# Looking for Miss America



## sm2501 (Mar 28, 2018)

I'm working on my Miss America bike, let's see yours! I'm curious about color combinations, wheel colors, etc.


----------



## fordmike65 (Mar 28, 2018)

Photo courtesy of @37fleetwood

Couple more


----------



## fordmike65 (Mar 28, 2018)

@Freqman1


----------



## brann.ty@verizon.net (Mar 28, 2018)

Sent from my iPad using Tapatalk


----------



## jkent (Mar 28, 2018)

Miss America 2018  I like her color combination.


----------



## cyclingday (Mar 28, 2018)

This one sold on eBay today.


----------



## fordmike65 (Mar 28, 2018)

cyclingday said:


> View attachment 778555 This one sold on eBay today.



That was tempting....but no room at the Inn


----------



## cyclingday (Mar 28, 2018)

I know, I felt the same way.
Ladies bikes are like a Coconut Cream Pie.
Looks good, tastes good, I want it, but my better judgement says, naw! 
No room for such a delight of gluttony.


----------



## Robertriley (Mar 28, 2018)

LMAO Marty, that couldn't be put any better.  That being said, I did buy a girls bike today.  We will see how long it last.


cyclingday said:


> I know, I felt the same way.
> Ladies bikes are like a Coconut Cream Pie.
> Looks good, tastes good, I want it, but my better judgement says, naw!
> No room for such a delight of gluttony.


----------



## Freqman1 (Mar 29, 2018)

I've had a few of these. There seems to be a lot of variety in the details of these bikes such as the "ELGIN" being embossed or decal, pedals, seats, stems, hubs, tanks, and even headlight set-ups. My maroon and white bike is largely original with the exception of the headlight bar and one bezel having been replaced at some time. All original MAs I've seen have painted wheels. The red bike shown here does have a tank just not shown in the pic (this bike was sold). This was a promotional model and a cross between a true MA and a Four Star. From what I understand this promotional model was solid dark blue with white pins and not two-toned like a true MA. V/r Shawn


----------



## mike j (Mar 29, 2018)

Here's my '39, waving the flags. Very close to the original two tone blue. I've added the rack since this photo.


----------



## catfish (Mar 29, 2018)

Not mine. I should have bought it.


----------



## mickeyc (Mar 29, 2018)

With all that metal on the back, guessing they might be a bit heavy?


----------



## kngtmat (Mar 29, 2018)

Men's or ladies bikes if they are that cool looking like those it doesn't matter to me.


----------



## fordmike65 (Mar 29, 2018)

mickeyc said:


> With all that metal on the back, guessing they might be a bit heavy?



They are portly broads.

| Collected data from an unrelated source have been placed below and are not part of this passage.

PR #88, opened 2021-01-21
Move to package structure

cdce8p:
This PR is based on the discussion in #87
I've split up the code into multiple files. Additionally I refactored the tests to use pytest instead of unittest.

--
Until #87 is merged, this PR contains a commit with those changes. I will remove it once done.


raimon49:
I've prepared the following remote branch.
https://github.com/raimon49/pip-licenses/tree/dev-4.0.0

It would be good to consolidate the results of this P-R into a `dev-4.0.0` branch.

cdce8p:
I rebased the branch onto `dev-4.0.0`, so it's ready for review.

I will however leave it in `Draft` status until the issue with the squash commit is resolved: https://github.com/raimon49/pip-licenses/pull/87#issuecomment-765897656
That will only require a rebase, so the code itself won't change.

cdce8p:
I've rebased the branch. The PR is ready for review now

cdce8p:
@raimon49 Did you get a chance to take a look at this yet?

.github/workflows/python-package.yml
```diff
@@ -24,9 +24,10 @@ jobs:
       run: |
         python -m pip install --upgrade pip
         if [ -f dev-requirements.txt ]; then pip install -r dev-requirements.txt; fi
+        pip install -e .
```
raimon49, line 31: Does this mean that the local pip-licenses package installation will be tested for success?

piplicenses/const.py
```diff
@@ -0,0 +1,128 @@
...
+
+
+# General information
+__pkgname__ = 'pip-licenses'
+__version__ = '3.3.0'
+__author__ = 'raimon'
+__license__ = 'MIT'
+__summary__ = ('Dump the software license list of '
+               'Python packages installed with pip.')
+__url__ = 'https://github.com/raimon49/pip-licenses'
```
raimon49, line 22: It's a good idea that the constants for the whole package are now in `const.py` 👍 

On the other hand, it seems that meta-information such as `__version__` is often declared in `__init__.py`.

What do you think?

raimon49:
@cdce8p Overall, I am willing to distribute pip-licenses under the MIT license.

So, I would like all `piplicenses/*.py` files to have a comment with the license clause.

.github/workflows/python-package.yml
cdce8p: I don't expect `pip install -e .` to fail. However this is necessary for relative imports inside the package.

piplicenses/const.py
cdce8p: I've seen it being declared in `const.py` as well. Personally I like it a bit more that way. It's easier to use use these in the remaining code. Eg. the argparser `-v` command.

cdce8p:
> @cdce8p Overall, I am willing to distribute pip-licenses under the MIT license.
> 
> So, I would like all `piplicenses/*.py` files to have a comment with the license clause.

I agree, the MIT license is a really good fit for this project. However I don't believe it's really necessary to add it to every file header. In almost all cases it's enough to have a [LICENSE](https://github.com/raimon49/pip-licenses/blob/master/LICENSE) file distributed with the package. Doing it that way, it's also way easier to update the copyright notice (eg. to update the year). The only cases I can think of including the license in every file use the `GPL License` and even then I personally would advise against it.

.github/workflows/python-package.yml
raimon49: I got it. Since "Install dependencies" has already been completed, the following command may be fine.

```bash
pip install -e . --no-deps
```

piplicenses/const.py
raimon49: Okay, let's just let it be declared in `const.py`.

tests/test_main.py
```diff
@@ -0,0 +1,41 @@
...
+
+@pytest.mark.parametrize('order_args,field_name', [
+    (['--order=name'], 'Name'),
+    (['--order=license'], 'License'),
+    (['--order=author', '--with-authors'], 'Author'),
+    (['--order=url', '--with-urls'], 'URL'),
+    (['--order=url'], 'Name'),
+    (['--summary', '--order=count'], 'Count'),
+    (['--summary', '--order=name'], 'License'),
+])
```
raimon49, line 19: The use of parametrizing test looks good. 👍

raimon49 (approved):
The split design of the package structure looks like a good job.

After this PR is merged, or just before v-4.0.0 ships, I may add a simple link to the license file URLs and a declaration of character encoding to all files.

.github/workflows/python-package.yml
cdce8p: I don't think it's necessary. pip automatically checks if the dependencies are installed, thus `pip install -e .` will only link the `piplicenses` package.

See the [action log](https://github.com/raimon49/pip-licenses/pull/88/checks?check_run_id=1800977022) -> `Install dependencies` -> L124.

cdce8p:
> After this PR is merged, or just before v-4.0.0 ships, I may add a simple link to the license file URLs and a declaration of character encoding to all files.

I don't think it's necessary, but I can understand your intension. I've added a short note to the top of every source file:
```py
# ---------------------------------------------------------------------------
# Licensed under the MIT License. See LICENSE file for license information.
# ---------------------------------------------------------------------------
```
What do you think?

--

**Character encodings**: I believe they aren't necessary. `utf-8` is the default in Python 3. See [stackoverflow](https://stackoverflow.com/questions/4872007/where-does-this-come-from-coding-utf-8/58652741#58652741). Vim doesn't need it either.

--

`#!/usr/bin/env python`: Also not necessary, since the python files aren't executed directly.

cdce8p:
Can you squash merge this PR (and all other subsequent ones for the dev branch) as well?

.github/workflows/python-package.yml
raimon49: My suggestion means that we can skip L123. But it is a trivial matter. We'll be fine as is.

raimon49:
@cdce8p 

> I've added a short note to the top of every source file:

Thanks for the work. It looks good.

> **Character encodings**: I believe they aren't necessary. `utf-8` is the default in Python 3. See [stackoverflow](https://stackoverflow.com/questions/4872007/where-does-this-come-from-coding-utf-8/58652741#58652741). Vim doesn't need it either.

Okay, I understand.

raimon49:
> Can you squash merge this PR (and all other subsequent ones for the dev branch) as well?

Yes, we will adopt that workflow for the merge to `dev-4.0.0`.

cdce8p:
> > Can you squash merge this PR (and all other subsequent ones for the dev branch) as well?
> 
> Yes, we will adopt that workflow for the merge to `dev-4.0.0`.

Thanks 👍🏻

I was afraid after all that work, my girl was going to despise riding hers. To my amazement, she say's it's one of her easiest riding bikes. Thank God!


----------



## Brian R. (Mar 31, 2018)

Please forgive my ignorance. Why "Miss America?" Was it the Elgin model name, a nickname when new, a nickname among collectors, or ??


----------



## mike j (Mar 31, 2018)

Pretty sure it was a nickname back then. Think that it was technically the Elgin deluxe something. They are really cool bikes, I'm loving them.


----------



## mrg (Mar 31, 2018)

The 41 Sears catalog said it was the " Miss America " of the bicycle world! so think that's how it started.


----------



## Freqman1 (Apr 1, 2018)

mrg said:


> The 41 Sears catalog said it was the " Miss America " of the bicycle world! so think that's how it started.

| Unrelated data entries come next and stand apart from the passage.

PR #102, opened 2021-06-28
Verify multiple licenses individually

khatkar:
* Changed behavior of `allow-only` and `fail-on` flags. Now you do not
  need to specify exact combinations of multiple licenses.
* Updated Readme and tests

### DIFF
--- a/piplicenses.py
+++ b/piplicenses.py
@@ -237,34 +237,33 @@ def get_packages(args: "CustomNamespace"):
 
         pkg_info = get_pkg_info(pkg)
 
-        license_name = select_license_by_source(
+        license_names = select_license_by_source(
             args.from_,
             pkg_info['license_classifier'],
             pkg_info['license'])
 
-        license_names = set(license_name.split(', '))
-
         if fail_on_licenses:
             failed_licenses = license_names.intersection(fail_on_licenses)
             if failed_licenses:
-                sys.stderr.write("fail-on license {} was found for package "
-                                 "{}:{}".format(
-                                    ', '.join(failed_licenses),
-                                    pkg_info['name'],
-                                    pkg_info['version'])
-                                 )
+                sys.stderr.write(
+                    "fail-on license {} was found for package "
+                    "{}:{}".format(
+                        '; '.join(failed_licenses),
+                        pkg_info['name'],
+                        pkg_info['version'])
+                )
                 sys.exit(1)
 
         if allow_only_licenses:
-            missing_licenses = license_names.difference(allow_only_licenses)
-            if missing_licenses:
+            uncommon_licenses = license_names.difference(allow_only_licenses)
+            if len(uncommon_licenses) == len(license_names):
                 sys.stderr.write(
                     "license {} not in allow-only licenses was found"
                     " for package {}:{}".format(
-                       ', '.join(missing_licenses),
-                       pkg_info['name'],
-                       pkg_info['version'])
-                    )
+                        '; '.join(uncommon_licenses),
+                        pkg_info['name'],
+                        pkg_info['version'])
+                )
                 sys.exit(1)
 
         yield pkg_info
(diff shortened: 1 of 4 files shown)


piplicenses.py
```diff
@@ -242,23 +242,30 @@ def get_pkg_info(pkg):
...
-
-        if allow_only_licenses and license_name not in allow_only_licenses:
-            sys.stderr.write("license {} not in allow-only licenses was found"
-                             " for package {}:{}".format(
-                                license_name,
-                                pkg_info['name'],
-                                pkg_info['version'])
-                             )
-            sys.exit(1)
+        license_names = set(license_name.split(', '))
```
raimon49: Thanks for your P-R.

I have one concern.

Multiple licenses are separated by `, ` because that is how pip-licenses behaves when it searches and finds them.

There are some "license name" in the world that contain `, `.

See also)
* [SPDX License List | Software Package Data Exchange (SPDX)](https://spdx.org/licenses/)
* [Classifiers · PyPI](https://pypi.org/classifiers/)

What do you think?

Your implementation using `Set.difference()` is simple and elegant. I think there is a benefit to merging these.

raimon49: I would also like comments from recent contributors if they have any.

ping @dkarp0 @cdce8p

test_piplicenses.py
```diff
@@ -599,7 +599,7 @@ def write(self, p):
         self.printed = p
 
 
-def test_output_file_sccess(monkeypatch):
+def test_output_file_success(monkeypatch):
```
raimon49, line 602: Thank you! Nice typo correction 👍

cdce8p (commented):
I'm not sure this change will work as intended. It implicitly assumes that `,` equals `AND` which isn't a given. Take `keyring` for example: As best as I can tell it is dual licensed so it can be distributed together with Python. So as long as you allow / disallow only one of the licenses, it's still fine.

I believe this can only be improved once PEP 639 is accepted. That will specify license expression syntax. Sadly progress on it has more or less stalled recently. https://www.python.org/dev/peps/pep-0639/

piplicenses.py
khatkar: @raimon49 I wasn't aware of licenses containing a comma. To tackle that,  what we can do is use the ; delimiter to concatenate multiple licenses.
For example, two licenses for a package like this;
 - OGC Software License, Version 1.0
 - MIT License

Can be combined as string `"OGC Software License, Version 1.0;MIT License"` and then creating a set from this string based on ; delimiter will result in `set("OGC Software License, Version 1.0", "MIT License")` and this will work as intended.

dkarp0:
This would be a great contribution! If you're allowing either of the licenses then I don't think that will work with your current implementation using `set.difference()` though. Consider the following:

```
keyring     21.4.0     Python Software Foundation License, MIT License
fastly        0.5.1        MIT License

pip-licenses --allow-only="Python Software Foundation License" - Fail
pip-licenses --allow-only="MIT License" - Succeed
pip-licenses --allow-only="Python Software Foundation License;MIT License" - Succeed
```

khatkar:
@dkarp0 Yes Daniel, the current implementation checks for all. I was proposing the idea, and didn't made change until now. It should work with the new commit.

khatkar:
This PR is ready for another review. I've addressed concerns and tests pass. Let me know if I should squash into a single commit.

raimon49:
@khatkar You don't have to squash commits into one.

raimon49 (approved):
I also prefer Daniel's suggestion of a behavior that works as an `OR`.

I will figure out how to describe in the CHANGELOG that the output result of multiple licenses will be slightly different before I release the next version. This is a small change. The next version number will probably be `3.5.0`.

Thank you, great contributors! @khatkar @dkarp0 @cdce8p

Mark is correct--here is the ad. V/r Shawn


----------



## Oilit (Apr 2, 2018)

jkent said:


> Miss America 2018  I like her color combination.
> View attachment 778542



You're just fishing for easy "Likes", aren't you?


----------



## Bikermaniac (Apr 3, 2018)

catfish said:


> Not mine. I should have bought it. View attachment 778816 View attachment 778817 View attachment 778819 View attachment 778820




I agree.


----------



## Bikermaniac (Apr 3, 2018)

Sam's Miss America.


----------



## jayheazy (Aug 10, 2018)

Hello all, I just bought this one out of a hay loft.  I’m hoping you guys can help me find out exactly what I’ve got. Looks to be very original but I’m not sure if a few items. It has wood hand grips and I think incorrect pedals. The paint is original dark blue w/ white pin stripes everywhere, wheels are white w/ blue pin stripes. Serial # looks like 
S E    34470.  
 Any help will be appreciated.
Sorry for the terrible pics, I will get better pictures tomorrow in the sunlight.


----------



## barneyguey (Aug 10, 2018)

cyclingday said:


> View attachment 778555 This one sold on eBay today.

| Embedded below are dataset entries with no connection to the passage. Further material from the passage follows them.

Issue #113, opened 2021-10-11
 pip-21.3 breaks pip-licenses


stishkin:
/mnt/user$ pip-licenses -uf json
```
Traceback (most recent call last):
  File "/home/user/.local/lib/python3.8/site-packages/piplicenses.py", line 42, in <module>
    from pip._internal.utils.misc import get_installed_distributions
ImportError: cannot import name 'get_installed_distributions' from 'pip._internal.utils.misc' (/home/user/.local/lib/python3.8/site-packages/pip/_internal/utils/misc.py)

During handling of the above exception, another exception occurred:

Traceback (most recent call last):
  File "/home/user/.local/bin/pip-licenses", line 5, in <module>
    from piplicenses import main
  File "/home/user/.local/lib/python3.8/site-packages/piplicenses.py", line 44, in <module>
    from pip import get_installed_distributions
ImportError: cannot import name 'get_installed_distributions' from 'pip' (/home/user/.local/lib/python3.8/site-packages/pip/__init__.py)
```

SlavaSkvortsov:
If someone still wants to have the latest pip version you can use a fork while my PR is still on the review - `git+git://github.com/adjust/pip-licenses.git@v-3.5.3`

PR #114, opened 2021-10-12
#113 Support latest pip version

SlavaSkvortsov:
Fixes issue #113.
In pip==21.3 `get_installed_distributions` function [was removed](https://github.com/pypa/pip/commit/d051a00fc57037104fca85ad8ebf2cdbd1e32d24). I copied this function from pip with removing unused params

I think the best solution would be migrating the whole library to [importlib.metadata](https://docs.python.org/3/library/importlib.metadata.html) (it has a [backport](https://pypi.org/project/importlib-metadata/)) because pip [deprecates](https://mail.python.org/pipermail/distutils-sig/2017-October/031642.html) usage of their internal API. But as a hotfix, we can use this solution.

### DIFF
--- a/piplicenses.py
+++ b/piplicenses.py
@@ -45,8 +45,12 @@ except ImportError:  # pragma: no cover
         from pip import get_installed_distributions
     except ImportError:
         def get_installed_distributions():
-            from pip._internal.metadata import get_default_environment, get_environment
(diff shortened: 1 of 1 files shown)


raimon49:
@SlavaSkvortsov Thanks for the great contribution!

The matrix test has been added, which is good 👍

That sure explains the fender skirts on the girls J. C. Higgins.


----------



## Awhipple (Aug 19, 2018)

jayheazy said:


> Hello all, I just bought this one out of a hay loft.  I’m hoping you guys can help me find out exactly what I’ve got. Looks to be very original but I’m not sure if a few items. It has wood hand grips and I think incorrect pedals. The paint is original dark blue w/ white pin stripes everywhere, wheels are white w/ blue pin stripes. Serial # looks like
> S E    34470.
> Any help will be appreciated.
> Sorry for the terrible pics, I will get better pictures tomorrow in the sunlight.
> ...



Wow! That one is cool! I hope you just clean it, service it, and ride it.


----------



## bikesnbuses (Feb 25, 2019)

Adding my wifes new bike to the list for color combo reference .Uncleaned original paint form original owners son. I cant tell if this seat was ever white?Maybe?..


----------



## Pedals Past (Mar 2, 2019)

Dressed like a sex goddess or just that simple girl in bobby socks ...... I love girls bikes this is my favorite 

1.ms.America
2. Shelby Airflow 
3. 37 RMS
4. Colson Vogue 

Just think of how many girls sat on the exotic seats of these bikes - blessed into woman hood desired by a hard working gardener towing his push mower behind his 4 star deluxe 


For that lucky dog who she kissed and he was so stupid to fall in love with her...... he was never the same! 




the skylark seat was still offered at Xmas 39 more so it was also known as the 1939 Worlds Fair Bike - this one has it all floating hub shockease gooseneck skylark seat ND 2 speed 




this one needs a simple little Hong Kong girl about 23 years old with a long dress bobby socks glasses and one of those big circular ropes suckers  or a slush cherry sno cone like memoius of a Geshia  .....


----------



## Pedals Past (Aug 21, 2019)

It was released at the 1939 NY worlds fair Don Vaughn had the example used in his collection along with a whole attic in his barn full of nos colson strollers in the box that were never used or rented they had a colson badge i bought one and sold it years ago. He had alot of 39 fair stuff.


----------



## decotriumph (Aug 22, 2019)

catfish said:


> Not mine. I should have bought it. View attachment 778816View attachment 778817View attachment 778819View attachment 778820



This one was mine for awhile and these are pics I took on my driveway. That thing was HEAVY! Nice bike, though. The guy I bought it from did a nice job of building it this way. Another one I should have kept. I had it in my office when I owned it.


----------



## slick (Aug 24, 2019)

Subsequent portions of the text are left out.